### DATASET ENTRIES
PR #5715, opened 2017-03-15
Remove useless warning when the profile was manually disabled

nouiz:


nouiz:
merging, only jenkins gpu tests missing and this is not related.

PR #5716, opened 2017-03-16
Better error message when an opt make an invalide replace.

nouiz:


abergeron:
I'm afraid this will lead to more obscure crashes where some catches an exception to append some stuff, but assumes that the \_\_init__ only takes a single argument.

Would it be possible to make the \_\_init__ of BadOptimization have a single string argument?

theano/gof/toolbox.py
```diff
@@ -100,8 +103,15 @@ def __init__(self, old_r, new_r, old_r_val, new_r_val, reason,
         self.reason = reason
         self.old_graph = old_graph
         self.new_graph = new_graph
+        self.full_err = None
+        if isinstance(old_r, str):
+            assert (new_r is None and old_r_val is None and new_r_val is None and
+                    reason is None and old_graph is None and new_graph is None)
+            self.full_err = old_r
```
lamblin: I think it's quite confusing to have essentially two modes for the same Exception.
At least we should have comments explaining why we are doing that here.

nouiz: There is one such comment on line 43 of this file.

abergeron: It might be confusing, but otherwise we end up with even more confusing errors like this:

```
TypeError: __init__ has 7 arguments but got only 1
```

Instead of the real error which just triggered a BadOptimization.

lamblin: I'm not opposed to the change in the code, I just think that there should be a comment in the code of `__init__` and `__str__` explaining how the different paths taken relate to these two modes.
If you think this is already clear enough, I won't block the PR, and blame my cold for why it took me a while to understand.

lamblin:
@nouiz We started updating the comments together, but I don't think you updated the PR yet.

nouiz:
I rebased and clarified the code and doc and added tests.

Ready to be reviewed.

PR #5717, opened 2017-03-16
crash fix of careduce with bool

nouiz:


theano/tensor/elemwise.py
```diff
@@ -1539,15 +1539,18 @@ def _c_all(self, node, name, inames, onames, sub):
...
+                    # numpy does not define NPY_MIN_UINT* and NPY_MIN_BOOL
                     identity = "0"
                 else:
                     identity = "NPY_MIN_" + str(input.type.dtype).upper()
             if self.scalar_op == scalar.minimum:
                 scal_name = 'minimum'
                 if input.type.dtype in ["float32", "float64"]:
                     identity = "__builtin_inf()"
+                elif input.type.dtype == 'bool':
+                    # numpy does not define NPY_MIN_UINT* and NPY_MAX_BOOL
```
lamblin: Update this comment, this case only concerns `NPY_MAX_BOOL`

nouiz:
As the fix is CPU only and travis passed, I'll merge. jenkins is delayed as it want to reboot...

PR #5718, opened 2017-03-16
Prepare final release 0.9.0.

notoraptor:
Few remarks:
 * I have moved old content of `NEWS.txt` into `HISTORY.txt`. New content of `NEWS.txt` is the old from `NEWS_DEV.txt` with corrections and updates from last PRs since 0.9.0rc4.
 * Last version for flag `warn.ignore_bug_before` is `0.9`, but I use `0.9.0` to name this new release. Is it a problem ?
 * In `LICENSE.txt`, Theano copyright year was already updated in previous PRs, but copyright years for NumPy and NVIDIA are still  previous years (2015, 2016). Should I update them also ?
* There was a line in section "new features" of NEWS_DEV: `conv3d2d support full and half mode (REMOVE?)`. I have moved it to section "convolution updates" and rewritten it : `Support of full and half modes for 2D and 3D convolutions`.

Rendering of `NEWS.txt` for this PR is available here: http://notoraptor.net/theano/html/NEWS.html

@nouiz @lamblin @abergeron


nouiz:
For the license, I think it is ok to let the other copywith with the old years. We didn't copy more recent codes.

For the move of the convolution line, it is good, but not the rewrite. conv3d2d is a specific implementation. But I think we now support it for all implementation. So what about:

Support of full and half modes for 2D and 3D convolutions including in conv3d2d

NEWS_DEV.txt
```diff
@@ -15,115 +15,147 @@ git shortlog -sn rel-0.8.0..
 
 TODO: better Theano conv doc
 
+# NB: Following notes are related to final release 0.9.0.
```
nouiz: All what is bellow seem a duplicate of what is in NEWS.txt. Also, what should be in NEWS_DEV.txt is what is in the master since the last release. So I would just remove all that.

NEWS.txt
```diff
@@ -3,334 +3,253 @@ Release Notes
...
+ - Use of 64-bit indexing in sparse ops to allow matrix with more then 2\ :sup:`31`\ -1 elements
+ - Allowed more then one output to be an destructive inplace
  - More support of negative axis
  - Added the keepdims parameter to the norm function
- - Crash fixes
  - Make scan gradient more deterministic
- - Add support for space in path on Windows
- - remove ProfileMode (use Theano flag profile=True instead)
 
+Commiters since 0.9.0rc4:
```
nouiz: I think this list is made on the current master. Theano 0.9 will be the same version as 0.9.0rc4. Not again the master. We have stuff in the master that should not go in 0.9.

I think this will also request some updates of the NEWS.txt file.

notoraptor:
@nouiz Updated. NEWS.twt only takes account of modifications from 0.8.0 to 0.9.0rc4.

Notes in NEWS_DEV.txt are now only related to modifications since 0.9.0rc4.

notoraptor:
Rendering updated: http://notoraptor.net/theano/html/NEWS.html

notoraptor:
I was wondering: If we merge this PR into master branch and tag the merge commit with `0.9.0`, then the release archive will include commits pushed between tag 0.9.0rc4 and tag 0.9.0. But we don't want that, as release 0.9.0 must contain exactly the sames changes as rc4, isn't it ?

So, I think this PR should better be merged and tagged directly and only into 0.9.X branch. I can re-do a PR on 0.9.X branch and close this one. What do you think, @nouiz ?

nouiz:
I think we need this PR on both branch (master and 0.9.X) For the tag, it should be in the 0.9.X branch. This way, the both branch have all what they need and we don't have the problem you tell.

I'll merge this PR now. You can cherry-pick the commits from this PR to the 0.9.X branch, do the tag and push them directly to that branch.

### WHAT IS REQUIRED
The full material has to be written out again exactly as shown.

### TASK OUTPUT
PR #5715, opened 2017-03-15
Remove useless warning when the profile was manually disabled

nouiz:


nouiz:
merging, only jenkins gpu tests missing and this is not related.

PR #5716, opened 2017-03-16
Better error message when an opt make an invalide replace.

nouiz:


abergeron:
I'm afraid this will lead to more obscure crashes where some catches an exception to append some stuff, but assumes that the \_\_init__ only takes a single argument.

Would it be possible to make the \_\_init__ of BadOptimization have a single string argument?

theano/gof/toolbox.py
```diff
@@ -100,8 +103,15 @@ def __init__(self, old_r, new_r, old_r_val, new_r_val, reason,
         self.reason = reason
         self.old_graph = old_graph
         self.new_graph = new_graph
+        self.full_err = None
+        if isinstance(old_r, str):
+            assert (new_r is None and old_r_val is None and new_r_val is None and
+                    reason is None and old_graph is None and new_graph is None)
+            self.full_err = old_r
```
lamblin: I think it's quite confusing to have essentially two modes for the same Exception.
At least we should have comments explaining why we are doing that here.

nouiz: There is one such comment on line 43 of this file.

abergeron: It might be confusing, but otherwise we end up with even more confusing errors like this:

```
TypeError: __init__ has 7 arguments but got only 1
```

Instead of the real error which just triggered a BadOptimization.

lamblin: I'm not opposed to the change in the code, I just think that there should be a comment in the code of `__init__` and `__str__` explaining how the different paths taken relate to these two modes.
If you think this is already clear enough, I won't block the PR, and blame my cold for why it took me a while to understand.

lamblin:
@nouiz We started updating the comments together, but I don't think you updated the PR yet.

nouiz:
I rebased and clarified the code and doc and added tests.

Ready to be reviewed.

PR #5717, opened 2017-03-16
crash fix of careduce with bool

nouiz:


theano/tensor/elemwise.py
```diff
@@ -1539,15 +1539,18 @@ def _c_all(self, node, name, inames, onames, sub):
...
+                    # numpy does not define NPY_MIN_UINT* and NPY_MIN_BOOL
                     identity = "0"
                 else:
                     identity = "NPY_MIN_" + str(input.type.dtype).upper()
             if self.scalar_op == scalar.minimum:
                 scal_name = 'minimum'
                 if input.type.dtype in ["float32", "float64"]:
                     identity = "__builtin_inf()"
+                elif input.type.dtype == 'bool':
+                    # numpy does not define NPY_MIN_UINT* and NPY_MAX_BOOL
```
lamblin: Update this comment, this case only concerns `NPY_MAX_BOOL`

nouiz:
As the fix is CPU only and travis passed, I'll merge. jenkins is delayed as it want to reboot...

PR #5718, opened 2017-03-16
Prepare final release 0.9.0.

notoraptor:
Few remarks:
 * I have moved old content of `NEWS.txt` into `HISTORY.txt`. New content of `NEWS.txt` is the old from `NEWS_DEV.txt` with corrections and updates from last PRs since 0.9.0rc4.
 * Last version for flag `warn.ignore_bug_before` is `0.9`, but I use `0.9.0` to name this new release. Is it a problem ?
 * In `LICENSE.txt`, Theano copyright year was already updated in previous PRs, but copyright years for NumPy and NVIDIA are still  previous years (2015, 2016). Should I update them also ?
* There was a line in section "new features" of NEWS_DEV: `conv3d2d support full and half mode (REMOVE?)`. I have moved it to section "convolution updates" and rewritten it : `Support of full and half modes for 2D and 3D convolutions`.

Rendering of `NEWS.txt` for this PR is available here: http://notoraptor.net/theano/html/NEWS.html

@nouiz @lamblin @abergeron


nouiz:
For the license, I think it is ok to let the other copywith with the old years. We didn't copy more recent codes.

For the move of the convolution line, it is good, but not the rewrite. conv3d2d is a specific implementation. But I think we now support it for all implementation. So what about:

Support of full and half modes for 2D and 3D convolutions including in conv3d2d

NEWS_DEV.txt
```diff
@@ -15,115 +15,147 @@ git shortlog -sn rel-0.8.0..
 
 TODO: better Theano conv doc
 
+# NB: Following notes are related to final release 0.9.0.
```
nouiz: All what is bellow seem a duplicate of what is in NEWS.txt. Also, what should be in NEWS_DEV.txt is what is in the master since the last release. So I would just remove all that.

NEWS.txt
```diff
@@ -3,334 +3,253 @@ Release Notes
...
+ - Use of 64-bit indexing in sparse ops to allow matrix with more then 2\ :sup:`31`\ -1 elements
+ - Allowed more then one output to be an destructive inplace
  - More support of negative axis
  - Added the keepdims parameter to the norm function
- - Crash fixes
  - Make scan gradient more deterministic
- - Add support for space in path on Windows
- - remove ProfileMode (use Theano flag profile=True instead)
 
+Commiters since 0.9.0rc4:
```
nouiz: I think this list is made on the current master. Theano 0.9 will be the same version as 0.9.0rc4. Not again the master. We have stuff in the master that should not go in 0.9.

I think this will also request some updates of the NEWS.txt file.

notoraptor:
@nouiz Updated. NEWS.twt only takes account of modifications from 0.8.0 to 0.9.0rc4.

Notes in NEWS_DEV.txt are now only related to modifications since 0.9.0rc4.

notoraptor:
Rendering updated: http://notoraptor.net/theano/html/NEWS.html

notoraptor:
I was wondering: If we merge this PR into master branch and tag the merge commit with `0.9.0`, then the release archive will include commits pushed between tag 0.9.0rc4 and tag 0.9.0. But we don't want that, as release 0.9.0 must contain exactly the sames changes as rc4, isn't it ?

So, I think this PR should better be merged and tagged directly and only into 0.9.X branch. I can re-do a PR on 0.9.X branch and close this one. What do you think, @nouiz ?

nouiz:
I think we need this PR on both branch (master and 0.9.X) For the tag, it should be in the 0.9.X branch. This way, the both branch have all what they need and we don't have the problem you tell.

I'll merge this PR now. You can cherry-pick the commits from this PR to the 0.9.X branch, do the tag and push them directly to that branch.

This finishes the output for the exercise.